Reavivados por Sua Palavra


I JOÃO 3 – COMENTÁRIO PR HEBER TOTH ARMÍ by Maria Eduarda
15 de setembro de 2018, 0:45
Filed under: Sem categoria

I JOÃO 3 – Como agir corretamente diante de situações complicadas de relacionamento? A carta em análise oferece-nos princípios para o bom andamento das atividades na comunidade eclesiástica.

O capítulo supracitado pode ser assim sintetizado, conforme Merrill F. Unger:

1. O justo viver e a comunhão:
• O amor dado por Deus como incentivo à vida santa (v. 1);
• A vinda de Cristo como incentivo à vida santa (vs. 2-3);
• A vida santa como propósito da salvação (vs. 4-5);
• A vida santa e a comunhão (vs. 6-10).
2. Amor fraternal e comunhão:
• A comunhão no amor (vs. 11-15);
• A manifestação do amor (vs. 16-18);
3. A certeza cristã e a comunhão:
• A natureza da certeza (vs. 19-21);
• A realização da comunhão (vs. 22-24).

Esta carta serve de espelho. Nosso tipo de obediência aos mandamentos de Deus prova nosso nível de moralidade (2:3-6). Nosso jeito de amar serve de avaliação de nossa condição social (2:7-11). Nossa forma de expressar a fé prova nosso compromisso com a doutrina bíblica (2:18-27).

João Stott destaca, dos capítulos subsequentes, mais três itens para nossa avaliação: Uma elaboração da…

• …prova moral: justiça (2:28-3:10);
• …prova social: amor (3:11-18);
• …prova doutrinária: fé (4:1-6).

Ao aceitarmos o amor divino tornamo-nos diferentes dos egoístas do mundo. Como filhos de Deus, purificamo-nos dos feios traços comportamentais influenciados pelo diabo. Libertos da escravidão do pecado, somos livres para obedecer a Cristo, O qual morreu para tirar de nós os nossos pecados, inclusive o ódio.

O crente não assume impecabilidade, pois devido a sua vulnerabilidade espiritual, pode escorregar e ter recaídas; porém, não aceita permanecer caído, pois já não é mais escravo das garras do diabo – Nisto reside a diferença do pecador sem Cristo e do pecador com Cristo.

• O amor altruísta em lugar do amor egoísta é a maior evidência de que alguém realmente está convertido.
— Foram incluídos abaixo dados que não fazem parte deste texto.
PR #1509, opened 2026-02-23
Fix state pension reforms having no budget impact (#1178)

### LINKED ISSUE #1178: Decreasing state pension amount has no budget impact
https://policyengine.org/uk/policy?focus=policyOutput.policyBreakdown&region=uk&timePeriod=2025&baseline=1&reform=87952

MaxGhenis:
## Summary
- State pension parameter reforms now correctly affect budget impact
- `basic_state_pension` and `additional_state_pension` formulas now respond to parameter changes at the simulation period

## Root cause
`basic_state_pension` read `parameters(data_year)` instead of `parameters(period)`. The formula fetched the parameter at the survey data year and applied a fixed triple-lock uprating, so reforms to the parameter for the simulation year were never seen. Same issue in `additional_state_pension`.

## Fix
Both formulas now compute a reform ratio: `parameters(period).amount / parameters(data_year).amount` applied as a multiplier on top of the triple-lock-uprated amount. If no reform is active, the ratio is 1.0 (no change). If a reform modifies the parameter, the ratio adjusts the output accordingly.

## Test plan
- [x] New test: halving basic_state_pension.amount halves the pension output
- [x] All existing tests pass

Fixes #1178

### DIFF
--- a/changelog.d/fix-state-pension-reform.fixed.md
+++ b/changelog.d/fix-state-pension-reform.fixed.md
@@ -1,0 +1,1 @@
+Fix state pension parameter reforms having no budget impact.
--- a/policyengine_uk/tests/microsimulation/reforms_config.yaml
+++ b/policyengine_uk/tests/microsimulation/reforms_config.yaml
@@ -16,7 +16,7 @@ reforms:
   parameters:
     gov.hmrc.child_benefit.amount.additional: 25
 - name: Reduce Universal Credit taper rate to 20%
-  expected_impact: -43.2
+  expected_impact: -42.0
   parameters:
     gov.dwp.universal_credit.means_test.reduction_rate: 0.2
 - name: Raise Class 1 main employee NICs rate to 10%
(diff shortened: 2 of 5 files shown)


vahid-ahmadi (commented):
I write it in a new comment (below)

vahid-ahmadi (commented):
### 1. `new_state_pension` has the same bug

`new_state_pension.py:18` uses node-level access (`parameters(period).gov.dwp...`), which I verified empirically does not see reforms — same root cause fixed here. Currently dormant (£0 in baseline) but trivial to fix with the same leaf-level pattern.

### 2. `additional_state_pension` baseline changes should be documented

The old formula had no uprating; the new one adds `bsp(period) / bsp(data_year)` (~1.26x at 2029). This increases baseline additional SP by ~26% (~£5bn) and is what shifts the UC taper expected impact from -34.3 to -42.0. Adding uprating is arguably correct (real additional SP is CPI-uprated), but the PR description says the ratio is 1.0 when no reform is active — that only holds when data_year == period. Worth acknowledging as an intentional improvement.

MaxGhenis:
Superseded by #1548, which reapplied this fix on current main, passed fresh CI, and was merged. Closing the stale conflicting branch.

PR #1517, opened 2026-03-06
Add ruff linting to Makefile format target

MaxGhenis:
## Summary
- Adds `[tool.ruff.lint]` config to `pyproject.toml` with E (pycodestyle), F (pyflakes), and I (isort) rule sets
- Adds `ruff check . --fix` to the `make format` target (runs before `ruff format .`)
- Auto-fixed import sorting across the codebase
- Rules that conflict with existing code patterns (star imports, unused imports as re-exports, bare excepts, etc.) are ignored for now — these can be gradually enabled

This replaces flake8/pylint with ruff check. It is only added to the Makefile, **not to CI**, so it will not block any PRs.

## Test plan
- [x] `ruff check .` passes with zero errors
- [x] No functional code changes — only import ordering


MaxGhenis:
Import reordering caused circular imports. Needs more careful approach.

PR #1524, opened 2026-03-10
Clarify fast setup instructions only on Linux/macOS

jacacthomas:
The README previously instructed users to run `policyengine-uk` for setup.
This command doesn't seem to work on Windows. I assume it does work on Linux/macOS.
This PR updates the README to clarify platform differences and avoid confusion.


jacacthomas:
I was able to install the package fine, it was just on Windows there's no `policyengine-uk` CLI prompt installed. There is `policyengine-core` prompt installed though.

Isso só é possível tendo Jesus no coração!

Desta forma, “a religião de Cristo revela-se como um princípio vitalizante e dominante, uma energia espiritual operante e viva. Quando o coração é aberto à influência celestial da verdade e do amor, esses princípios fluirão de novo como torrentes no deserto, fazendo que apareçam frutos onde agora há esterilidade e penúria” (Ellen G. White).

Olhemos no espelho espiritual desta carta e, então procuremos reavivarmo-nos! – Heber Toth Armí.